L’aide médicale à mourir, il faut en parler.

Publié par le janvier 13, 2016 dans actualités, Articles à ne pas manquer, blogue de Gilles | 1 commentaire

L’aide médicale à mourir, il faut en parler.

L’aide médicale à mourir, parlons en.

Pour vous parler d’un sujet d’actualité particulièrement sensible, j’ai décidé d’inviter Josée Roy, qui travaille depuis décembre dernier comme agente de planification à Reflet Salvéo. Josée a une longue expérience avec les personnes en fin de vie, et apporte un point de vue particulièrement pertinent sur un sujet complexe.
Je lui cède donc la parole.

Gilles Marchildon – Directeur général de Reflet Salvéo

 

 

L’aide médicale à mourir, parlons-en.

 

L’aide médicale à mourir est un sujet complexe, émotionnellement chargé, éminemment personnel, qui fait appel à une réflexion approfondie qui mêlerait les domaines médicaux, juridiques, éthiques, philosophiques, voire spirituels et éventuellement religieux. Le sujet de ce texte n’est pas de mener cette réflexion, mais de vous exposer les bases de cet épineux problème.
En ce moment, le gouvernement de l’Ontario propose un sondage en ligne afin de faire valoir votre opinion dans le cadre du développement d’un nouveau projet de loi concernant l’aide médicale à mourir.
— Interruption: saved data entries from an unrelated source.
PR #266, opened 2020-03-18
validate mirrors and standby in BATS and in CI

dkrieger-pvtl:
Runs a cluster with mirrors+standby through its full paces:
* promotion of mirrors+standby to primaries+master
* readding mirrors+standby
* rebalancing the cluster
* at each relevant step, data tables are added and validated

There is a single test function, that errors out if it is called
to test a cluster that lacks either a mirror or a standby.

This runs in finalize.bats and in the CI GPDB-X->GPDB-Y tests.

NOTE TO REVIEWERS: it is probably easiest to review the test/finalize_checks.bash in side-by-side mode.

### DIFF
--- a/ci/scripts/upgrade-cluster.bash
+++ b/ci/scripts/upgrade-cluster.bash
@@ -121,7 +121,12 @@ if ! compare_dumps /tmp/old.sql /tmp/new.sql; then
 fi
 
 # Test that mirrors actually work
-echo 'Doing failover tests of mirrors...'
-check_mirror_validity "${GPHOME_NEW}" mdw $MASTER_PORT
+mirrorless=$(contents_without_mirror "${GPHOME_NEW}" mdw $MASTER_PORT)
+if [ -n "$mirrorless" ]; then
+    echo "skipping validate_mirrors_and_standby since these content ids do not have mirrors: ${mirrorless}"
+else
+    echo 'Doing failover tests of mirrors and standby...'
+    validate_mirrors_and_standby "${GPHOME_NEW}" mdw $MASTER_PORT
+fi
 
 echo 'Upgrade successful.'
--- a/test/finalize.bats
+++ b/test/finalize.bats
@@ -42,6 +42,11 @@ teardown() {
     # target cluster ends up with the source cluster's original layout
     local old_config=$(get_segment_configuration)
 
+    # set this variable before we upgrade to make sure our decision to run below
+    # is based on the source cluster before upgrade perhaps changes our cluster.
+    local no_mirrors
+    no_mirrors=$(contents_without_mirror "${GPHOME}" "$(hostname)" "${PGPORT}")
+
     gpupgrade initialize \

Qu’est-ce que l’aide médicale à mourir?

Dans la décision de la Cour Suprême, l’aide médicale à mourir est ainsi définie : il s’agit de l’aide apportée à une personne adulte qui consent clairement à mettre fin à sa vie, qui est affectée de problèmes de santé graves et irrémédiables (affection, maladie ou handicap) causant des souffrances persistantes qui lui sont intolérables au regard de sa condition.
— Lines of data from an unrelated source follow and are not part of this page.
PR #268, opened 2020-03-19
Push response to the client into the step subsystem

berlin-ab:
Helps response become a pseudo-step but not report to the UI via a new idl.Substep. We gain access to the step's MessageSender, and we also get to use the step's error tracking system.

### DIFF
--- a/step/step.go
+++ b/step/step.go
@@ -93,52 +93,63 @@ func (s *Step) Err() error {
 }
 
 func (s *Step) AlwaysRun(substep idl.Substep, f func(OutStreams) error) {
-	s.run(substep, f, true)
+	err := s.run(substep, f, true)
+
+	if err != nil {
+		s.err = xerrors.Errorf(`substep "%s": %w`, s.name, err)
+	}
 }
 
 func (s *Step) Run(substep idl.Substep, f func(OutStreams) error) {
-	s.run(substep, f, false)
+	err := s.run(substep, f, false)
+
+	if err != nil {
+		s.err = xerrors.Errorf(`substep "%s": %w`, s.name, err)
+	}
 }
 
-func (s *Step) run(substep idl.Substep, f func(OutStreams) error, alwaysRun bool) {
+func (s *Step) SendResponse(action func(sender idl.MessageSender) error) {
+	err := action(s.sender)
+
+	if err != nil {
+		s.err = xerrors.Errorf(`substep "%s": %w`, s.name, err)
+	}
+}
+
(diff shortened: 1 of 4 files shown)


step/step.go
```diff
@@ -172,3 +174,15 @@ func (s *Step) sendStatus(substep idl.Substep, status idl.Status) {
 		}},
 	})
 }
+
+func (s *Step) SetError(err error) {
```
berlin-ab: This doesn't need to be public.

step/step.go
```diff
@@ -103,9 +103,11 @@ func (s *Step) Run(substep idl.Substep, f func(OutStreams) error) {
 func (s *Step) run(substep idl.Substep, f func(OutStreams) error, alwaysRun bool) {
 	var err error
 	defer func() {
-		if err != nil {
-			s.err = xerrors.Errorf(`substep "%s": %w`, s.name, err)
```
jchampio: This change isn't equivalent. `xerrors` adds stack frames at point of call for the `%+v` format to unpack. By moving the wrap to a completely different helper, you remove the utility of the stack frame and it becomes more difficult to figure out where things came from, in the event that we need to rely on the line number to find the cause of the error.

berlin-ab: Wouldn't it be just one step up the stack?

jchampio: Yes. Maybe an example helps:
```go
package main

import (
    "errors"
    "fmt"

    "golang.org/x/xerrors"
)

type Thing struct{}

func (t Thing) WithDefer() (err error) {
    defer func() {
        if err != nil {
            err = xerrors.Errorf("helpful trace: %w", err)
        }
    }()

    return t.Break()
}

func (t Thing) WithSetError() error {
    return t.setError(t.Break())
}

func (t Thing) Break() error {
    return errors.New("it broke")
}

func (t Thing) setError(err error) error {
    return xerrors.Errorf("unhelpful trace: %w", err)
}

func main() {
    var t Thing

    fmt.Printf("%+v\n\n", t.WithDefer())
    fmt.Printf("%+v\n", t.WithSetError())
}
```

```
$ go1.14 run main.go
helpful trace:
    main.Thing.WithDefer.func1  <- ah, WithDefer failed
        /tmp/main.go:15
  - it broke

unhelpful trace:
    main.Thing.setError         <- there's no context
        /tmp/main.go:31
  - it broke
```

berlin-ab: Pushed a new change. I think it still provides the context you're looking for.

Il y a maintenant plus de vingt ans, en 1993, Sue Rodriguez, atteinte de sclérose latérale amyotrophique, avait demandé en justice la possibilité de recevoir l’aide médicale à mourir lorsque ses souffrances seraient devenues insupportables. Sa requête devant la Cour Suprême du Canada avait été rejetée, après un débat sociétal et juridique particulièrement vif. Plus récemment, l’affaire Carters[i] a soulevé le même type de problématique : une personne prise de souffrances intolérables peut-elle légalement recevoir l’aide médicale à mourir ? Cette nouvelle requête a mené à une nouvelle décision, en février 2015, de la Cour suprême. Celle de « radier les interdictions » en vertu du Code criminel visant l’aide médicale à mourir. En clair, cela signifie que les deux articles du code criminel (l’article 241b et l’article 14) ne seront plus valides à compter de février 2016, décriminalisant ainsi l’assistance à mourir.

Est-ce que cela veut dire que l’aide à mourir sera légale au Canada?

Bien que le Québec ait récemment rendu officiel la loi 52 sur les soins de fin de vie[ii], les autres provinces, dont l’Ontario, ont reçu une période d’un an pour développer une nouvelle législation respectant les paramètres décrits dans la décision de la Cour Suprême du Canada. Concrètement, cela veut dire que la province de l’Ontario travaille présentement à établir les détails de ce nouveau projet de loi afin d’encadrer cette aide médicale à mourir dans notre système de soins de santé et de définir sa mise en œuvre.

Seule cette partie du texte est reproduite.